2 thoughts on “IT’S ALL HAPPENING!

  1. here is what I know about icing based on my one month of watching each year.

    1. If even strength or on the Power Play if you hit the puck from behind your own blue line to the other end deliberately, it’s icing.
    2. There is no icing when down a person
    3. If you attempt to ice the puck and the opposing team purposely slows up to try and allow icing, the ref can wave it off.
    4. You can hit to the other end in the hopes that your guy will be there first, but if he’s not, it’s icing.

    If you ice the puck, you can’t change your line up.

  2. I’m not saying that Curry shouldn’t have won this year’s MVP but that HE is the 1st & ONLY guy to be unanimous is a JOKE. However, the IDIOTS making a big deal out of this distinction are the IDIOTS who voted in the 1st place. I’m sorry jdubs, but sometimes I really detest your fellow media members.

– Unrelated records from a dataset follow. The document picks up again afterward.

Issue #413, opened 2019-11-10
Audit the website for performance issues


rviscomi:
Related: #286 and #303. Make sure we're not doing anything silly to hurt performance.

I'm aware that embedding 25 Sheets iframes is probably not a great idea for performance. We can look into preconnecting to the origin and lazy loading the iframes.

The audit should ideally happen before launch just so we know if we're doing anything egregious. Any P0 performance issues should be fixed prior to launch (within 24 hours). Everything else can be resolved after launch (apres ski).

cc performance experts @andydavies @paulcalvano 

---

### Performance issues

- [x] **P1** home page header background image https://github.com/HTTPArchive/almanac.httparchive.org/issues/413#issuecomment-552175467
- [x] **P1** load appropriate data viz https://github.com/HTTPArchive/almanac.httparchive.org/issues/413#issuecomment-552176411
- [x] **P2** lazy load footer and mobile images https://github.com/HTTPArchive/almanac.httparchive.org/issues/413#issuecomment-552175796
- [ ] **P2** set a long TTL for static images https://github.com/HTTPArchive/almanac.httparchive.org/issues/413#issuecomment-552176079
- [x] **P2** lazy load data viz iframes/images and author avatars https://github.com/HTTPArchive/almanac.httparchive.org/issues/413#issuecomment-552176643

bazzadp:
> I'm aware that embedding 25 Sheets iframes is probably not a great idea for performance. We can look into preconnecting to the origin and lazy loading the iframes.

Just noting that lazy loading images (and possibly iframes) is being discussed in https://github.com/HTTPArchive/almanac.httparchive.org/issues/351

rviscomi:
Yes I definitely think #351 would be helpful.

This issue can tell us how significant the perf impact of not lazy loading is.

bazzadp:
Any ideas why Lato font loads so many times?:

![image](https://user-images.githubusercontent.com/10931297/68541381-89cb4800-0396-11ea-884a-fa9087173bc8.png)

rviscomi:
In base.html we load the fonts here: `<link href="https://fonts.googleapis.com/css?family=Lato:400,400i,700,700i, 900|Poppins:300,400,700,900&display=swap" rel="stylesheet">`.

I think it's loading one font file for each weight/style combo.

rviscomi:
[...]

PR #485, opened 2019-11-13
Lazy loading the background image

mikegeyser:
This is a part of #413 

Setting the background header of the home page to a solid colour, and then lazily loading the background image using javascript and swapping it out. This was the only way I could find to do this reliably, given the background image being set on the body of the page and falling across the first two sections. The next step would be to remake the background using SVG, so that it's also lighter across the wire.

What do you think? If we don't want to do it this way, I don't mind. I did test it on 'slow 3g' and it works ok.

### DIFF
--- a/src/static/css/index.css
+++ b/src/static/css/index.css
@@ -1,8 +1,14 @@
 body {
-  background-image: url(/static/images/intro-background-fit.png);
   background-repeat: no-repeat;
   background-size: 100% 910px;
 }
+
+body.lazy {
+  /* This is a 1px solid #677486 image. */
+  background-image: url(data:image/png;base64,iVBORw0KGgoAAAANSUhEUgAAAAEAAAABCAYAAAAfFcSJAAAADUlEQVR42mNML2n7DwAFDQJi8nQACgAAAABJRU5ErkJggg==);
+  background-size: 100% 700px;
+}
+
 header.alt-bg {
   background-color: initial;
 }
--- a/src/templates/en/2019/index.html
+++ b/src/templates/en/2019/index.html
@@ -97,7 +97,7 @@
       reader.onload = function() {
         var body = document.getElementsByTagName('body')[0];
         body.setAttribute('style', 'background-image: url(' + reader.result + ');');
-        body.removeAttribute('class');
+        body.classList.remove('lazy');
       };
 
       reader.readAsDataURL(blob);
--- a/src/templates/en/2019/index.html
+++ b/src/templates/en/2019/index.html
@@ -107,13 +107,6 @@
       fetch(url)
         .then(function(response) { return response.blob(); })
         .then(function(blob) { setImage(blob); });
-    } else {
-      // Internet explorer.. :(
-      var request = new XMLHttpRequest();
-      request.open('GET', url);
-      request.responseType = 'blob';
-      request.onload = function () { setImage(request.response); };
-      request.send();
     }
   </script>
 {% endblock %}
--- a/src/templates/en/2019/index.html
+++ b/src/templates/en/2019/index.html
@@ -89,6 +89,35 @@
   <link rel="stylesheet" href="/static/css/index.css">
 {% endblock %}
 
+{% block scripts %}
+  <script defer="defer" nonce="{{ csp_nonce() }}">
+    var url = '/static/images/intro-background-fit.png';
+    var setImage = function(blob) {
+      var reader = new FileReader;
+      reader.onload = function() {
+        var body = document.getElementsByTagName('body')[0];
+        body.setAttribute('style', 'background-image: url(' + reader.result + ');');
+        body.removeAttribute('class');
+      };
+
+      reader.readAsDataURL(blob);
+    };
+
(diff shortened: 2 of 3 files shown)


src/static/css/index.css
```diff
@@ -1,8 +1,14 @@
 body {
-  background-image: url(/static/images/intro-background-fit.png);
   background-repeat: no-repeat;
   background-size: 100% 910px;
 }
+
+body.lazy {
+  /* This is a 1px solid #677486 image. */
+  background-image: url(data:image/png;base64,iVBORw0KGgoAAAANSUhEUgAAAAEAAAABCAYAAAAfFcSJAAAADUlEQVR42mNML2n7DwAFDQJi8nQACgAAAABJRU5ErkJggg==);
```
mikegeyser: This is not `background-color` because then it ignores the `background-size` attribute, and stretches the full length of the page and looks bad.

src/templates/en/2019/index.html
```diff
@@ -89,6 +89,35 @@
...
+      reader.onload = function() {
+        var body = document.getElementsByTagName('body')[0];
+        body.setAttribute('style', 'background-image: url(' + reader.result + ');');
+        body.removeAttribute('class');
+      };
+
+      reader.readAsDataURL(blob);
+    };
+
+    if (window.fetch) {
```
mikegeyser: We could also just not do the `fetch` part, because XHR works everywhere. It just made me sad to have to write it. :P

rviscomi:
How compatible is this PR with @catalinred's [SVG approach](https://github.com/HTTPArchive/almanac.httparchive.org/issues/413#issuecomment-553371144)? Would we still want to explore that option or does this solve the underlying issue?

mikegeyser:
I rambled a bit on #413 about it, but we can do a bit of both. I don't know if we should embed the SVG data URI inside the index.css file, there are some tradeoffs. Having the file as SVG would be great, but I also think having it separately cacheable is valuable. I dunno, what do you think?

catalinred:
@mikegeyser @rviscomi Regarding https://github.com/HTTPArchive/almanac.httparchive.org/issues/413#issuecomment-553627869 I double-checked and the gzip is already enabled on https://almanac.httparchive.org/ and that's good news, as base64 compresses very well under gzip, so CSS file size shouldn't be a problem because of base64 encoding.

On the solution above, in my opinion, JavaScript isn't the best and recommended approach. I believe we should focus instead on providing a good fallback using CSS background-color plus pseudo selectors if needed (for the bottom skewed part maybe) or just encode that `intro-background-fit` SVG as suggested earlier https://github.com/HTTPArchive/almanac.httparchive.org/issues/413#issuecomment-553371144

Hope this helps!

P.S. Where can I get that vector image `intro-background-fit` from? I'd love to give it a try tomorrow if you both agree.

rviscomi:
@mikegeyser thanks for clarifying. I'm ok going forward with this approach and as we investigate SVG we can continue to iterate.

@catalinred we don't have a vector version of that image AFAIK. I was given a PSD from our designer so it might be possible to generate SVG from that, but I'm not familiar with it. Would it be helpful if I sent you the PSD?

catalinred:
> @mikegeyser thanks for clarifying. I'm ok going forward with this approach and as we investigate SVG we can continue to iterate.
> 
> @catalinred we don't have a vector version of that image AFAIK. I was given a PSD from our designer so it might be possible to generate SVG from that, but I'm not familiar with it. Would it be helpful if I sent you the PSD?

PSD would do it, thanks.  I'll dig through it and see how the layers are composed and will figure it out from there.

rviscomi:
@catalinred https://drive.google.com/open?id=13vQ82LYw5eNx4gb0y7AdXntnFpIsxzKS

src/templates/en/2019/index.html
```diff
@@ -89,6 +89,35 @@
...
 
+{% block scripts %}
+  <script defer="defer" nonce="{{ csp_nonce() }}">
+    var url = '/static/images/intro-background-fit.png';
+    var setImage = function(blob) {
+      var reader = new FileReader;
+      reader.onload = function() {
+        var body = document.getElementsByTagName('body')[0];
+        body.setAttribute('style', 'background-image: url(' + reader.result + ');');
+        body.removeAttribute('class');
```
rviscomi:
```suggestion
        body.classList.remove('lazy');
```

src/templates/en/2019/index.html
rviscomi: We use `fetch` without fallbacks in other places. Not a great idea, but there's precedent if you wanted to ignore IE.

mikegeyser: I don't know, it's up to you. It's a non-critical part of the application, so IE users would just see a plain grey background. Nothing would 'break' per-se.

rviscomi: Let's remove it :)

image

IE is .3% of traffic and deprecated.

mikegeyser: image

    Speaking of “idiots”, all those folks who rushed to completely rule out the Thunder after just ONE GAME with the Spurs (granted, it was a thorough beat-down) must either be in shock &/or panic with the current situation (OKC 3, S.A 2 & they are headed back to OKC), OR pretend they never said such a thing (specialty of the NBA media). What I’ve learned over my last 5 years of intensive “AP”-level of NBA watching (well, watching of LBJ & his teams) is that the play & results of the same players can vary GREATLY from one night to the next, like “night & day” different, like “who ARE those guys in our uniforms?” different, like “OMG, I’m having a seizure!” different. It’s what makes the NBA & especially their Playoffs so great. AND so “I gotta hide my eyes &/or bite on my hand!” agonizing.

    Anyhoo, if that series gets back to San Antonio, I wonder if the AC will mysteriously “break” down…

    And speaking of panic, I’m getting right panicky myself about the Olympics. Just yesterday, I wrote down all the dates of the US Olympic Trials for Swimming, Track & Field, & Gymnastics (LOTS of overlap last week of June thru Jul 10th!) in my date book but every day I read another DIRE forecast. Between the virus, unfinished venues, political upheaval, Brazil’s economy going off that cliff along with the newly built cycling path (What’s the host country’s Olympic motto? No, not ‘faster, higher, stronger’ but “Cheap, cheaper, CHEAPEST” ? Can’t wait to see the venues!) , & horrendous water conditions, I’m actually worried not just that the Olympics won’t happen 3 months from now, but also about what will happen to all the competitors, tourists and media, both short & long-term AND to the Olympics itself – could this be the end? Granted, right about now is when all the usual dooms-day forecasts appear about an upcoming Olympics, but this is the worst I can remember. I love the Olympics even more than watching Sweet Pea do a rim-shaking OMG reverse dunk (well, ok, it’s tied but my love for the Olympics has lasted my entire life time – I was even born in an Olympic year!) & I usually wave my hand in the air at pre-Olympic “we’re all doomed” wailing, but not this time.

    Do YOU think they should cancel the Rio Olympics? Would YOU go to Rio to cover it? What if you still worked for NBC?